§ Your instructions:
Go through the listing below and count each line with the word "command" in it; return only the count.

§ Material shown:
PR #4179, opened 2022-03-09
replacing the makefiles and other build scripts

mflatt:
This is still very much work in progress, but it's far enough that I can now predict where the path leads.

The Problem
-----------

Running `make` currently triggers a Rube-Goldberg-style contraption: makefiles that run scripts that generate twisty sets of makefile macros that trick `make` into running compilers and other makefiles and... It's fragile, difficult update, and everything has to be done twice to cover Unix and Windows. See also [Non-recursive Make Considered Harmful: Build Systems at Scale](https://dl.acm.org/doi/10.1145/3241625.2976011); our makefiles don't currently include `$$$$`, but probably because I've found only worse ways to do things.

For me, the final straw with the current build system was 1de96effcc3327958276c6833900e51b41153e50, which was fallout from 0f43e3efaa651c16eff20c849a8c3f3c14f85eaa and then 803b5ff7d106be2919128a9497ca75b4663b1f9b. Although the commit message for 1de96effcc3327958276c6833900e51b41153e50 doesn't really explain, the all-day work there was figuring out that "../nanopass" needed to be "../nanopass::." in this copy of what "Mf-base" does. Meanwhile, the work of adapting Chez Scheme's implementation to Arm64 Windows was straightforward and maybe an hour's work, but updating the build system to add that option took all day — and the Racket part outside of Chez Scheme promises to be much worse. The Emscripten port 636a4669db802887fbfe87b7390eaf4b55d89e0d was a similar experience.

The Solution
------------

As in [Non-recursive Make Considered Harmful: Build Systems at Scale](https://dl.acm.org/doi/10.1145/3241625.2976011), we can build a better `make`. This commit mostly imitates Shake as described there, but in a Racket style and called "Zuo" (based on the Chinese word for "make"). The Zuo implementation started at https://github.com/mflatt/zuo, but here it's in the intended long-term home, `racket/src/zuo`.

The goal is for Racket to be be just as easy for end-users to build as now after converting scripts from `make` and `/bin/sh` to `zuo`. So, `make` should work in Racket's top-level directory, and `configure` plus `make` plus `make install` should work in a source directory or distribution, all with no new pre-installed packages required. The new makefiles will be small, however, just ensuring that the `zuo` executable is built and then handing off to Zuo scripts.

For that first step, building `zuo` can be just

```
 cc -o zuo zuo.c
```

on Unix or

```
 cl zuo.c
```

[...]

PR #4203, opened 2022-04-12
Guix-related build system enhancements

LiberalArtist:
Distributions like Guix may delete the "zlib" directory
(e.g. because they intend to configure with `ZLIB=-lz`).

See discussion at https://github.com/racket/racket/pull/4179#issuecomment-1095825003.


mflatt:
I didn't notice this PR until after pushing a different repair. This repair is more complete in the way that it reports an error if `ZLIB=...` is needed, though, and similar checking would be useful for `lz4`, so I plan to look more at this.

racket/src/ChezScheme/build.zuo
```diff
@@ -139,18 +139,28 @@
...
+    (define (do-doc name install-dir-key)
       (mkdir-p (at-dir name))
       (define mf (~a "m=" m "\n"
                      "srcdir=" (find-relative-path (at-dir name) (at-source name)) "\n"
+                     ;; FIXME: fales if configured path includes "#"
+                     "installdir=" (hash-ref config install-dir-key) "\n"
                      (file->string (at-source (~a "makefiles/Makefile-" name ".in")))))
       (display-to-file mf (at-dir name "Makefile") :truncate)
       (shell/wait "make" target
                   (hash 'dir (at-dir name))))
```
LiberalArtist, line 160: @mflatt I've pushed a rebased branch with the start of the Chez configure changes from https://github.com/racket/racket/pull/4179#issuecomment-1104231034. I've dropped https://github.com/LiberalArtist/racket/commit/483239d9b5c16506b23b1ae0d62dd21841062d1a, at least for now, since it no longer directly applies, but https://github.com/LiberalArtist/racket/releases/tag/pr-4203-v0 should preserve it from garbage collection.

I've used names consistent with the existing Chez `configure` flags, rather than the Autoconf conventions, which would have used e.g. `--docdir=` rather than `--installdoc=`.

There are at few things I'm wondering about:

 0. Is there a mechanism to add quoting around a path destined to be written into a makefile? I tried configuring with a path like `/foo/#bar/baz`, but `make` interpreted the `#` as beginning a comment, so the files were installed to `/foo/`. (I sometimes use paths like this because they are covered by the `.gitignore` file.)
 0. I think there probably should be a `.gitignore` rule for `main.zuo` files generated by `configure`, but I don't have a great sense of how to best to structure one or where to put it. I could imagine putting a directory-specific `.gitignore` file in each directory where a `main.zuo` could be generated or adding the full paths to the top-level `.gitignore`, or maybe it would work to add a general `main.zuo` rule at the top level and put a comment in the placeholder `racket/src/zuo/main.zuo` that it has to be force-added.
 0. I noticed that Zuo is invoked with `	$(ZUO) $(workarea) install-docs MAKE="$(MAKE)"`, but the sub-build is invoked using `"make"`.
 0. I haven't tried building with Guix yet, but I'm suspecting that it will be a problem that this doesn't seem to pass general make flags on to the document `make` invokation: we pass `STEXLIB=`, because we've removed the bundled `stex` directory and replaced it with one we have elsewhere. I could support `STEXLIB` specially via `configure`, but is there a mechanism for propagating flags to `make` more generally?

mflatt: Thanks for these improvements!

> Is there a mechanism to add quoting around a path destined to be written into a makefile?

You can use shell quoting, but escaped by one level if you're calling `configure` in a shell. So, something like `--installdoc="/foo/\"#\"bar/baz"`. Zuo scripts specifically parse information from `Mf-config`/`Makefile` as shell sequences (or, at least, that's how it's meant to work).

> I think there probably should be a .gitignore rule for main.zuo files generated by configure

I have so far resisted trying to exclude more build files. My model in recent times is that you either use a build directory or you're opting into a context where you don't care about mingling build and source files. But probably I can be convinced.

> I noticed that Zuo is invoked with $(ZUO) $(workarea) install-docs MAKE="$(MAKE)", but the sub-build is invoked using "make".

I agree that the Zuo scripts need to be fixed to not use "make".

> I haven't tried building with Guix yet, but I'm suspecting that it will be a problem that this doesn't seem to pass general make flags on to the document make invokation

Based on earlier experiments, I think GNU Make will set environment variables so that `make` arguments get passed along, mostly. And this might be a place where it makes sense to assume/require GNU make.

LiberalArtist: > > I haven't tried building with Guix yet, but I'm suspecting that it will be a problem that this doesn't seem to pass general make flags on to the document make invokation
> 
> Based on earlier experiments, I think GNU Make will set environment variables so that `make` arguments get passed along, mostly. And this might be a place where it makes sense to assume/require GNU make.

Delightfully, this indeed worked! At least for Guix, assuming GNU make is fine.

LiberalArtist:
I've hit an error in the build that's essentially identical to the one in https://github.com/racket/racket/pull/4179#issuecomment-1104231034 (the full new log is at  
[zp4xc6d97hd4alyjprlihmqja9ym6m-chez-scheme-for-racket-9.5.7.7.drv.gz](https://github.com/racket/racket/files/8526788/zp4xc6d97hd4alyjprlihmqja9ym6m-chez-scheme-for-racket-9.5.7.7.drv.gz)). Looking at this excerpt:
```
Output written on csug.pdf (558 pages, 1710398 bytes).
Transcript written on csug.log.
touch csug.thirdrun
sort libsrecorded | uniq > libsrecorded.sort
sort libslisted | uniq > libslisted.sort
diff libsrecorded.sort libslisted.sort
(cd /gnu/store/a0l6pc7xxwhl026i5lmrdvd167xyla8d-stex-1.2.2-1.5405149//lib/stex; tar -cf - gifs) | tar -xpf -
(cd /gnu/store/a0l6pc7xxwhl026i5lmrdvd167xyla8d-stex-1.2.2-1.5405149//lib/stex; tar -cf - math) | tar -xpf -
sed -e 's/(putprop (quote /(putprop (quote |TSPL|:/' ../../csug/tspl4/tspl.haux | \
         sed -e 's;url) ";url) "http://scheme.com/tspl4/;' > tspl.haux
sed -e 's;"\(.*\)\.html#;"http://scheme.com/tspl4/\1.html#;' ../../csug/tspl4/out.hidx | \
         sed -e 's/"")$/"t")/' > in.hidx
cat tspl.aux >> csug.aux
cat tspl.rfm >> csug.rfm
cat tspl.idx >> csug.idx
cat tspl.haux > csug.haux
touch csug.hprefirstrun
(if [ ! -e math/csug ] ; then mkdir -p -m u=rwx,g=srx,o=rx math/csug; ln -s ../Makefile ../mathmacros math/csug; fi)
mkdir: cannot create directory ‘math/csug’: Permission denied
ln: target 'math/csug': No such file or directory
make[1]: *** [/gnu/store/a0l6pc7xxwhl026i5lmrdvd167xyla8d-stex-1.2.2-1.5405149//lib/stex/Mf-stex:131: csug.hfirstrun] Error 1
make[1]: Leaving directory '/tmp/guix-build-chez-scheme-for-racket-9.5.7.7.drv-0/source/racket/src/ChezScheme/ta6le/csug'
```
The problem seems to be that this command:
```
(cd /gnu/store/a0l6pc7xxwhl026i5lmrdvd167xyla8d-stex-1.2.2-1.5405149//lib/stex; tar -cf - math) | tar -xpf -
```
creates the `math` directory with the permissions of the original—which is read-only on Guix, so attempting to create `math/csug` fails.

The problem didn't show up before because Guix was building in the source `csug` directory, rather than in `ta6le/csug/`, so the `math` directory already existed.

I think `stex` is to blame for this problem: I'll try patching Guix's copy.

racket/src/ChezScheme/build.zuo
LiberalArtist: > > Is there a mechanism to add quoting around a path destined to be written into a makefile?
> 
> You can use shell quoting, but escaped by one level if you're calling `configure` in a shell. So, something like `--installdoc="/foo/\"#\"bar/baz"`. Zuo scripts specifically parse information from `Mf-config`/`Makefile` as shell sequences (or, at least, that's how it's meant to work).
> 

Actually, that makes installation fail altogether.

Here are two scenarios:

 1. With `$ ../configure "--installprefix=/tmp/chez-zuo/#sub"`

    in `ta6le/Mf-config`:
    ```
    InstallBin=/tmp/chez-zuo/#sub/bin
    InstallLib=/tmp/chez-zuo/#sub/lib
    InstallMan=/tmp/chez-zuo/#sub/share/man/man1
    InstallCSUG=/tmp/chez-zuo/#sub/share/doc/csug9.5
    InstallReleaseNotes=/tmp/chez-zuo/#sub/share/doc/csv9
    ```
    in `ta6le/csug/Makefile`:
    ```
    m=ta6le
    srcdir=../../../csug
    installdir=/tmp/chez-zuo/#sub/share/doc/csug9.5
    # srcdir, installdir, and m are added before
    ```
    Running `make install-doc` installs to `/tmp/chez-zuo/`, without the subdirectories.
 3. With `../configure "--installprefix=/tmp/chez-zuo/\"#\"sub"`

    in `ta6le/Mf-config`:
    ```
    InstallBin=/tmp/chez-zuo/"#"sub/bin
    InstallLib=/tmp/chez-zuo/"#"sub/lib
    InstallMan=/tmp/chez-zuo/"#"sub/share/man/man1
    InstallCSUG=/tmp/chez-zuo/"#"sub/share/doc/csug9.5
    InstallReleaseNotes=/tmp/chez-zuo/"#"sub/share/doc/csv9
    ```
    in `ta6le/csug/Makefile`:
    ```
    m=ta6le
    srcdir=../../../csug
    installdir=/tmp/chez-zuo/"#"sub/share/doc/csug9.5
    # srcdir, installdir, and m are added before
    ```
    Running `make install-doc` 
    ```
    make[2]: Leaving directory '/home/philip/code/tmp/racket/racket/src/ChezScheme/tmp/ta6le/csug/math/csug'
    touch csug.mathrun
    chmod 644 csug.pdf
    ../../../csug/../makefiles/installsh -m 2755 -d /tmp/chez-zuo/"
    bash: -c: line 1: unexpected EOF while looking for matching `"'
    bash: -c: line 2: syntax error: unexpected end of file
    make[1]: *** [Makefile:21: install] Error 2
    make[1]: Leaving directory '/home/philip/code/tmp/racket/racket/src/ChezScheme/tmp/ta6le/csug'
    shell command failed
     in map
     in build-one
     in loop
     in module->hash
    make: *** [Makefile:85: install-docs] Error 1
    ```

LiberalArtist: On the special characters issue, [the Autoconf manual](https://www.gnu.org/savannah-checkouts/gnu/autoconf/manual/autoconf-2.71/html_node/Special-Chars-in-Variables.html) lists several restrictions on the values of output variables, including a ban on `#`, and says that the restrictions "apply both to the values that `configure` computes, and to the values set directly by the user."

mflatt: I didn't think through the fact that `make` parsing would matter in this case, but it also would not have occurred to me that `make` doesn't follow `sh` quoting rules. Remarkably enough, every Unix `make` variant I've tried works the same way: `#` anywhere ends the line unless it's preceded by `\`, and `\#` escapes the `#`. Naturally, `nmake` on Windows is different.

Probably Zuo's `config-file->hash` should follow the Unix `make` rule for `#` and `\#`, and the small `nmake` mismatch seems unlikely to create new issues. Then, it would be a matter of writing a `configure` invocation that uses a shell encoding of a makefile encoding of a shell encoding, which is possibly `../configure "--installprefix=/tmp/chez-zuo/\"\\#\"sub"`.

LiberalArtist: That makes sense to me, but would the Zuo code writing to makefiles then also need to re-encode `#`? Alternatively, I was surprised by it (given their high tolerance for painfully weird configurations), but I personally could live with [Autoconf's rule](https://www.gnu.org/savannah-checkouts/gnu/autoconf/manual/autoconf-2.71/html_node/Special-Chars-in-Variables.html) against using such characters in arguments to `configure`. Dealing with arcane quoting rules is easily my least-favorite part of traditional build scripting.

LiberalArtist:
I've pushed several commits (to be cleaned up and squashed eventually) that make Zuo's `configure` more compatible with Autoconf-style options, particularly the ones I mentioned in https://github.com/racket/racket/pull/4179#issuecomment-1095684253, mostly by ignoring a whole bunch of inapplicable ones.

It had not occurred to me until just now that `racket` actually uses Autoconf, and thus you must have had a strategy for dealing with the fact that it writes in `build/cs/c/Mf-config` e.g. `libdir = ${exec_prefix}/lib`, expecting the user to be able to override `exec_prefix` or `prefix` at `make` time to change it, if `libdir` wasn't set explicitly at `configure` time, which led me to discover `shell-subst` in `racket/src/lib.zuo`. If that could be promoted perhaps to `zuo/shell`, Zuo could probably use a very concise `configure.ac`.

Another issue is that running e.g. `cofigure CFLAGS=-g` currently overrides the default `CFLAGS=-O2`, rather than adding to them, which I think is the convention.

Currently Zuo's `configure` simply ignores `--build=`, `--host=`, `--target=`, `CC_FOR_BUILD=`, `CONFIG_SHELL=`, and `SHELL=`. At least the first set seem like they might be worth handling in `zuo/c`. I could also imagine the latter set being used, perhaps in `zuo/shell`, but it would probably require thinking through the fact that (at least GNU) make has [special treatment for `SHELL`](https://www.gnu.org/software/make/manual/html_node/Choosing-the-Shell.html#Choosing-the-Shell) and what the interaction ought to be with [`CONFIG_SHELL`](https://www.gnu.org/savannah-checkouts/gnu/autoconf/manual/autoconf-2.71/html_node/config_002estatus-Invocation.html#index-CONFIG_005fSHELL-1).

racket/src/ChezScheme/build.zuo
mflatt: Yes, and this is a reason to avoid writing makefiles from Zuo scripts. For example, the Racket CS Zuo scripts do not try to write a Chez Scheme configuration "makefiles", and instead they pass variables to other Zuo scripts in Chez Scheme. There is some makefile writing in the Chez Scheme Zuo scripts, but only a little, and probably that could be improved. Anyway, I can sympathize with the autoconf "don't do that" approach.

LiberalArtist: That makes sense, and I think I can avoid doing so here, too.

Tangentially, one format that avoids this is [`environment.d` configuration files](https://www.freedesktop.org/software/systemd/man/environment.d.html#Configuration%20Format) as used by `systemd`. They don't support any kind of quoting at all, and the don't support newlines in variable values, but they do support `$x`, `${x}`, `${a:-b}`, `${a:+b}`, line comments, and blank lines.

mflatt:
Using `autoconf` for Zuo would make sense. As you can probably tell, I was trying to avoid `autoconf` for Zuo, but maybe avoiding it doesn't actually make things any simpler.

I'm pretty sure that providing `CFLAGS` to an `autoconf`-generated `configure` will set `CFLAGS`, not augment. A `configure` script might reasonably augment `CFLAGS` with flags like `-D`, but I don't think it should add flags like `-O2` or `-g` or `-Wall` (except through a flag like `--enable-warning-flags`).

LiberalArtist:
I can also understand wanting to avoid Autoconf if possible!

From a quick experiment, it looks like putting this in `configure.ac`:
```autoconf
AC_INIT([Zuo],
        [1],
        [https://github.com/racket/racket/issues],
        [],
        [https://github.com/racket/zuo])
AC_CONFIG_SRCDIR(zuo.c)
AC_PROG_MAKE_SET()
AC_CONFIG_FILES([Makefile])
AC_OUTPUT()
```
And this at the top of `Makefile.in`:
```
# @PACKAGE_NAME@ @configure_input@
@SET_MAKE@

srcdir = @srcdir@

prefix=@prefix@
exec_prefix=@exec_prefix@
datarootdir=@datarootdir@
datadir=@datadir@

bindir=@bindir@
pkgdatadir=@datadir@/@PACKAGE_TARNAME@

CC = @CC@
CFLAGS = @CFLAGS@
CPPFLAGS = @CPPFLAGS@
LDFLAGS = @LDFLAGS@
LIBS = @LIBS@
```
is enough to replicate the current script (without any auxiliary files) other than `--embed="<lib> ..."` and `--big`, which presumably would need to be converted to `--enable-` style.

mflatt:
Thanks — starting with that, I converted Zuo's `configure`.

LiberalArtist:
Great! I've rebased.

I'd started looking at this two (but hadn't made any of the changes on the Zuo side), and the first commit in the new series has a couple of minor adjustments based on what I'd tried: mostly fixing `--disable-embed`, but I also found that generating `main.zuo` via `AC_CONFIG_FILES` seemed to cooperate better with things like `config.status`. Most of the diff is because I didn't have the same version of Autoconf readily at hand, but I'm sure I could set it up if you prefer.

mflatt:
It looks like the first three commits at this point are probably ready to merge ("configure.ac" corrections, `check` target, and Chez Scheme `configure --help` repairs). Is `configure --installdoc=` also ready, or are you still working there?

LiberalArtist:
> It looks like the first three commits at this point are probably ready to merge ("configure.ac" corrections, `check` target, and Chez Scheme `configure --help` repairs).

Yes, I think so

> Is `configure --installdoc=` also ready, or are you still working there?

I'm still adjusting that: I think I can avoid having to write to the makefiles from Zuo there.

LiberalArtist:
I've pushed a working version of the Chez `configure --installdoc=` change that I think is ready to merge. With this (plus a two-line patch to Stex I'll shortly send upstream), I've managed to build all of `main-distribution` using Guix—provided I skip the Chez Scheme test suite, which had been having problems. I'll investigate that next.

Some miscellaneous things I haven't done:

- I haven't tried to change the Zuo scripts to use `MAKE` instead of `"make"`.
- I haven't tried to change other cases where `ChezScheme/build.zuo` and other scripts write to makefiles.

§ Task response:
2